» THE PROBLEM:
Filter the lines below, keeping each one that holds "list".

[Stored data]
++++++

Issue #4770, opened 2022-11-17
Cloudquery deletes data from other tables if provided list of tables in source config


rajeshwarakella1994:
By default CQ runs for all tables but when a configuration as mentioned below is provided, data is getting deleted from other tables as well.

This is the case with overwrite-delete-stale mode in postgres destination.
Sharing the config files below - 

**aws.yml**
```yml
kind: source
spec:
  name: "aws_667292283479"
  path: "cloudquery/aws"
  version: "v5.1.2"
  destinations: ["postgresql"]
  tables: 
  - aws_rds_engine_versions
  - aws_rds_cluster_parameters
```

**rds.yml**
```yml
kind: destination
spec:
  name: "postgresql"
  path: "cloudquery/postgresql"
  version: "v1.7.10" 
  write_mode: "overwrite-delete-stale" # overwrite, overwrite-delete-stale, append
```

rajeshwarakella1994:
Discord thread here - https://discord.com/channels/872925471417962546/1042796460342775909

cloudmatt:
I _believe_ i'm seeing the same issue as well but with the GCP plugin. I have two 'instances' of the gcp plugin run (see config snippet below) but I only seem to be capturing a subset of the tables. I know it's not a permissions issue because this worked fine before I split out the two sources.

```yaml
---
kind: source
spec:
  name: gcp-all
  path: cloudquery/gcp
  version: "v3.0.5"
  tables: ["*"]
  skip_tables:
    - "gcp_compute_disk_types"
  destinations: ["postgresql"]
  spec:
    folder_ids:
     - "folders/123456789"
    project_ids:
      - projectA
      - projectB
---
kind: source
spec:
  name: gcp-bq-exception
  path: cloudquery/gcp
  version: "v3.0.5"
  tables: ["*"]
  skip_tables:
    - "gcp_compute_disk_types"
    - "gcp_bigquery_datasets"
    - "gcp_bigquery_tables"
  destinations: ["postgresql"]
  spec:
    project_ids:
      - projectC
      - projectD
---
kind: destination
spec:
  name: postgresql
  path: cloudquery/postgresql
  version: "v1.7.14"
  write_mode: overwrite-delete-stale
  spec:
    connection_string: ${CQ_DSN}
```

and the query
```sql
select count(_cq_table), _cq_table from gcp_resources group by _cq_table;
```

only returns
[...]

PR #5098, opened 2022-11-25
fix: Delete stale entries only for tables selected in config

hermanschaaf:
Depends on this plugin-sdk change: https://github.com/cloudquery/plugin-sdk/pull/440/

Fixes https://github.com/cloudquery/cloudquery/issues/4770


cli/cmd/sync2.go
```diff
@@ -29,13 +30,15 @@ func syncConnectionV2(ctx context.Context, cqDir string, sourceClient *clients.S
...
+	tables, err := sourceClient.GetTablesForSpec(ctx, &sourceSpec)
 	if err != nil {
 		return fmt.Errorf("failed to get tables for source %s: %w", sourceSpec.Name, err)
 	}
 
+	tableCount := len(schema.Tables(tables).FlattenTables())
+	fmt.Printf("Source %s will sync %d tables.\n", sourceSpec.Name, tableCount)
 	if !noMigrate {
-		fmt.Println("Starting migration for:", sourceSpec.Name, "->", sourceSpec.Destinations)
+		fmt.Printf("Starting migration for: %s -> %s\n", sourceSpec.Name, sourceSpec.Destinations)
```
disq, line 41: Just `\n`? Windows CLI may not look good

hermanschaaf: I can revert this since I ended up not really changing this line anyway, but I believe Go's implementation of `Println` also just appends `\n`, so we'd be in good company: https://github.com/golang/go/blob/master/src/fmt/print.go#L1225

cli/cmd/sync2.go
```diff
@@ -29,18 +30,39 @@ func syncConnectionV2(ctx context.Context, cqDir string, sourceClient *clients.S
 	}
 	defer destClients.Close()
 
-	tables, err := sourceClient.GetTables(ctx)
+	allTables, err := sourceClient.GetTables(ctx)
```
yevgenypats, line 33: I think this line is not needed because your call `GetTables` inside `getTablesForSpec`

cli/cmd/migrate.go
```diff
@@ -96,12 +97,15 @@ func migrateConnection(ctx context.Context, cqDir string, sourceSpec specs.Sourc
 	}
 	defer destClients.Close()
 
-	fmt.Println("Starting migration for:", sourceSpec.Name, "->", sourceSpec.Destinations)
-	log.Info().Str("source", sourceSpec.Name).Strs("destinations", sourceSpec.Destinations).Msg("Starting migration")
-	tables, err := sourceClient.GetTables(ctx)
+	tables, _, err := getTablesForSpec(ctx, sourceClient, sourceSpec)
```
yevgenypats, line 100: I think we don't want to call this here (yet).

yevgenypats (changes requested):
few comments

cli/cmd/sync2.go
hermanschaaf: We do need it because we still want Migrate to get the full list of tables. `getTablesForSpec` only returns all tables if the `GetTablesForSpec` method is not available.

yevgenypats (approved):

++++++

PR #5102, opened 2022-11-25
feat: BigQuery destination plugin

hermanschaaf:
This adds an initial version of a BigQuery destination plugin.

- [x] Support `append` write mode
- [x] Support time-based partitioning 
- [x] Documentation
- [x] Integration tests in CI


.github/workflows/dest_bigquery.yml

++++++

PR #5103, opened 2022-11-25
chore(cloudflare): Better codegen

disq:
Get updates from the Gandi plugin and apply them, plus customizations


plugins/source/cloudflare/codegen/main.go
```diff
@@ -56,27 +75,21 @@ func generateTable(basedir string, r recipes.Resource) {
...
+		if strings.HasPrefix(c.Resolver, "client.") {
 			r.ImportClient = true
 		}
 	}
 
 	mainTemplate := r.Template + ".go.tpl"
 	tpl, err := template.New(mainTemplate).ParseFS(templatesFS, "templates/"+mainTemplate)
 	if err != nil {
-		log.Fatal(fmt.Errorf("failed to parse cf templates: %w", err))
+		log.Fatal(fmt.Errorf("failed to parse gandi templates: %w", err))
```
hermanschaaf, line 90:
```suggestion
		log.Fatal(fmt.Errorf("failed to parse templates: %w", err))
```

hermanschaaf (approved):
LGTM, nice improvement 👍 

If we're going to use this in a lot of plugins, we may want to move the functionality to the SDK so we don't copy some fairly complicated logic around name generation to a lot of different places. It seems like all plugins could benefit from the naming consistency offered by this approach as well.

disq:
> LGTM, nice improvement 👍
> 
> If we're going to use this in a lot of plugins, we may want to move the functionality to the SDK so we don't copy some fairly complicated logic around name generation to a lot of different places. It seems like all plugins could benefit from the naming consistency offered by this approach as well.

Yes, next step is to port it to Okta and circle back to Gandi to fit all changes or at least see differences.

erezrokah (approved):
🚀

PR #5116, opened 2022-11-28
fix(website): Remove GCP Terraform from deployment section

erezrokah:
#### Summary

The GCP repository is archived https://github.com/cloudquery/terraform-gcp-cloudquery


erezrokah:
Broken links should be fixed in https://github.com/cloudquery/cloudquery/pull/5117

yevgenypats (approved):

++++++

» WRITTEN RESPONSE:
Cloudquery deletes data from other tables if provided list of tables in source config
hermanschaaf: We do need it because we still want Migrate to get the full list of tables. `getTablesForSpec` only returns all tables if the `GetTablesForSpec` method is not available.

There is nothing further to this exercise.